The first of the MAPLE experiments tested the technology’s ability to successfully direct a beam of energy at a precise location in the harsh environment of space.
To do it, Hajimiri’s team directed a microwave beam from the transmitter arrays in space to one of two LEDs also onboard the satellite. Each LED individually lit up when the microwaves were directed at its receiver, proving that the beam could be precisely directed at targets.
A second experiment consisted of directing the energy beam from MAPLE to a receiver on the roof of the Moore Laboratory on Caltech’s campus.
By ensuring that the receiver on earth picked up the signal at a predetermined time and frequency the researchers at Caltech were able to conclude that they had successfully received energy on Earth from the orbiting experiment.
The SSPP team envisions a future where fleets of thousands of lightweight solar satellites orbit the globe, collecting solar energy and beaming it down to receivers on the ground.

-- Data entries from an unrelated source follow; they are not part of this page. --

PR #545, opened 2022-12-30
feat: remove sqlalchemy dep from execution

gaurav274:
1. Separation of system logic from sqlalchemy. 
     a) Avoid accidentally modifying the database outside the catalog. 
     b) Useful for multi-threading as sqlalchemy objects cannot be shared across threads.


jiashenC:
Since you mention we want to avoid modification to database outside catalog, is this code (https://github.com/georgia-tech-db/eva/blob/3ca6d435c9b9eba7f33c8d300580b3fad9539c51/eva/storage/sqlite_storage_engine.py#L69) also doing modifications?

gaurav274:
> Since you mention we want to avoid modification to database outside catalog, is this code (
> 
> https://github.com/georgia-tech-db/eva/blob/3ca6d435c9b9eba7f33c8d300580b3fad9539c51/eva/storage/sqlite_storage_engine.py#L69
> 
> ) also doing modifications?

Yup. It is unlikely that we could remove the dependency between the storage engine and the catalog, as they both rely on the same underlying database. My objective with this pull request is to prevent the sharing of sqlalchemy objects across threads when enabling parallelism. Assumption: the storage engine is aware of its actions and parallelism :) What do you think?

jiashenC:
> > Since you mention we want to avoid modification to database outside catalog, is this code (
> > https://github.com/georgia-tech-db/eva/blob/3ca6d435c9b9eba7f33c8d300580b3fad9539c51/eva/storage/sqlite_storage_engine.py#L69
> > 
> > ) also doing modifications?
> 
> Yup. It is unlikely that we could remove the dependency between the storage engine and the catalog, as they both rely on the same underlying database. My objective with this pull request is to prevent the sharing of sqlalchemy objects across threads when enabling parallelism. Assumption: the storage engine is aware of its actions and parallelism :) What do you think?

I see. Will this function still be thread-safe in multi-threaded scenario?

gaurav274:
> 

Yes, sqlalchemy is designed to be thread-safe. The issue we were facing was that we were improperly passing and sharing sqlalchemy objects between threads. During the binding and optimization process, the master thread would populate the catalog-related attributes in the plan nodes. However, when we spawned new threads or processes during execution, we would pass them the same copy of catalog objects, which caused problems with sqlalchemy. The solution is to ensure that each thread maintains its own separate copy of the metadata object. As long as we do this, we should be able to use sqlalchemy safely in a multithreaded environment.

jiashenC (approved):
LGTM

PR #688, opened 2017-01-10
Note on security - Apiary Reporter

honzajavorek:

We should be transparent about this.

- [x] To write docs


honzajavorek:
@netmilk What about now?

Alongside the MAPLE experiment, the Momentus satellite also holds experiments testing ultralight photovoltaic technologies and flexible, lightweight spacecraft structures, both of which will be integral for the realization of this vision. Additional results from MAPLE, along with data from the other experiments onboard, are being collected by the SSPP team.
Caltech President Thomas F. Rosenbaum said the milestone foreshadows “a remarkable payoff for humanity: a world powered by uninterruptible renewable energy.”